Wherever a line in the records below contains "only", copy that line.

Data shown
((

PR #328, opened 2020-10-21
Trivial flake8 fixes for envisage.ui.single_project

kitchoi:
These are all the trivial flake8 fixes I have done before I realized that the package may be scheduled for removal (see #266).

They are pretty easy to do.  If the flake8 fixes don't go in, we might still want to update `setup.cfg` to reference #269 anyway.

### DIFF
--- a/envisage/ui/single_project/action/api.py
+++ b/envisage/ui/single_project/action/api.py
@@ -2,9 +2,10 @@
 # All rights reserved.
 #
 # This software is provided without warranty under the terms of the BSD
-# license included in LICENSE.txt and may be redistributed only
-# under the conditions described in the aforementioned license.  The license
+# license included in LICENSE.txt and may be redistributed only under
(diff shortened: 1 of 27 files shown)


kitchoi:
@rahulporuri Should I close this and just update the `setup.cfg` with a reference separately or is this easy enough to be reviewed?

rahulporuri:
It's easy enough to be reviewed but it'll just be one more commit before we possibly remove all of the code. I'm sorry for the confusion but it might just be better to discuss #327 and then update `setup.cfg` or any other solution.

kitchoi:
No problem. I did not spend a lot of time on actually flaking the thing: I spent more time understanding the issues surrounding whether `single_project` can be removed, which is probably worthwhile anyway.
Closing (I don't want to let PRs go stale, especially ones that touch a lot of files, it is easy to restore if needed).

))

Solution for this task
-# license included in LICENSE.txt and may be redistributed only
+# license included in LICENSE.txt and may be redistributed only under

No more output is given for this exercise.